Don Sweet

No. 11
- Position: Kicker

Personal information
- Born: July 13, 1948 (age 77) Vancouver, British Columbia, Canada
- Listed height: 6 ft 0 in (1.83 m)
- Listed weight: 187 lb (85 kg)

Career information
- High school: Lord Byng (Vancouver, British Columbia)
- College: Washington State

Career history
- 1972–1981: Montreal Alouettes
- 1982–1984: Montreal Concordes
- 1985: Hamilton Tiger-Cats

Awards and highlights
- 2× Grey Cup champion (1974, 1977); 3× Dick Suderman Trophy (1974, 1977, 1979); 3× CFL East All-Star (1977, 1978, 1979); First-team All-Pac-8 (1971);

= Don Sweet =

Canadian gridiron football player (b. 1948)

Don Sweet (born July 13, 1948) is a former star football placekicker for the Montreal Alouettes and Montreal Concordes of the Canadian Football League (CFL).

==College years==
Sweet graduated from Washington State University in 1971. He was a Pacific-10 Conference all star kicker in 1971. Perhaps his greatest moment happened when WSU upset defending conference champions Stanford 24 to 23 in 1971. His 27-yard game-winning field goal was scored with no time left on the game clock. Sweet had never played football before he tried out for his university team.

==Professional career==
In 1972, he began a successful 13-year career with Montreal, the second longest in team history. He played with the Alouettes until 1981 and with the Concordes three more years.

He played 185 regular season games, scoring a team record 1,342 points, including 312 field goals and 325 converts. His most points was in 1976, with 141, and he was an all star in 1977, 1978 and 1979.

Perhaps his greatest fame came in the ultimate CFL limelight, the Grey Cup. He played in that championship 5 times with the Alouettes, winning in 1974 and 1977 and losing in 1975, 1978, and 1979. He scored 61 total Grey Cup points, and his best game was the 1977 Ice Bowl, when he scored a record 23 points and kicked a record 6 field goals. He won the Grey Cup Most Valuable Canadian awards three times, in 1974, 1977, and 1979.

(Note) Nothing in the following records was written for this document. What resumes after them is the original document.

PR #3993, opened 2026-02-04
Libs: Miscellaneous fixes

StevenMiller123:
First change is a change to the return value of sceCompanionUtilGetEvent. Pretty sure I've rejected similar changes in the past, but with no incoming fixes, we might as well just make it a better stub for now.

Second change is a fix to libSceNpAuth's GetAuthorizationCode helper function. Mirror's Edge™ Catalyst throws a null issuer_id into the function if our PSN connectivity stub is enabled, and given the lack of null checks, I'm assuming this is considered valid for now.

Based on some debugging done by @brad0demx, these two changes should bring Mirror's Edge™ Catalyst to menus. I don't own the game, so someone else will need to showcase that working on here.

### DIFF
--- a/src/core/libraries/companion/companion_util.cpp
+++ b/src/core/libraries/companion/companion_util.cpp
@@ -29,10 +29,9 @@ u32 PS4_SYSV_ABI getEvent(sceCompanionUtilContext* ctx, sceCompanionUtilEvent* o
 }
 
 s32 PS4_SYSV_ABI sceCompanionUtilGetEvent(sceCompanionUtilEvent* outEvent) {
-    sceCompanionUtilContext* ctx = nullptr;
-    u32 ret = getEvent(ctx, outEvent, 1);
+    u32 ret = ORBIS_COMPANION_UTIL_NO_EVENT;
 
-    LOG_DEBUG(Lib_CompanionUtil, "(STUBBED) called ret: {}", ret);
+    LOG_DEBUG(Lib_CompanionUtil, "(STUBBED) called ret: {:#x}", ret);
     return ret;
 }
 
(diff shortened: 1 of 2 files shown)


StevenMiller123:
Requesting review from @georgemoralis since they rejected the last PR that changed the companion util stub

brad0demx:
image
With this PR Mirrors Edge Catalyst gets ingame, and the change to np_auth.cpp fixes the crash that you would encounter with the experimental networking options enabled. 

[CUSA01499 (1).zip](https://github.com/user-attachments/files/25061559/CUSA01499.1.zip)

brad0demx:
This PR also changes the behaviour of Battlefield 1, which now displays a loading screen briefly before crashing, rather than hanging infinitely like it does on main. 
image
[CUSA02387.log](https://github.com/user-attachments/files/25062454/CUSA02387.log)

brad0demx:
FIFA 18 is another title which changes behaviour on this PR. On main it hangs indefinitely, on here it crashes with:
```
[Debug] <Critical> (Job0) memory.cpp:1484 operator(): Assertion Failed!
Mapping cannot fit inside free region: size = 0x5c8000
```
[CUSA07994.log](https://github.com/user-attachments/files/25063345/CUSA07994.log)

georgemoralis:
> FIFA 18 is another title which changes behaviour on this PR. On main it hangs indefinitely, on here it crashes with:
> 
> ```
> [Debug] <Critical> (Job0) memory.cpp:1484 operator(): Assertion Failed!
> Mapping cannot fit inside free region: size = 0x5c8000
> ```
> 
> [CUSA07994.log](https://github.com/user-attachments/files/25063345/CUSA07994.log)

that is a different issue good to know though @StevenMiller123 new task :D

georgemoralis:
since noone seems to work on sceCompanionUtil i will accept this for now :D (also it fixes games so why not :D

Sweet travelled from the heights of glory with the Alouettes to the basement as a member of the newly franchised Concordes. He played 48 games with them over three years, including the dreadful 1982 season, with 2 wins and 14 losses.

==Sexual assault allegations==
Sweet, who served as both a teacher and a school principal in the Mission school district before retiring in 2010, was charged on March 6, 2021 with four counts of sexual interference, two counts of sexual assault and one count of assault. Two women have accused Sweet of sexually assaulting them while they were Grade 6 and 7 students at Durieu Elementary School in Mission BC in 2007 and 2008.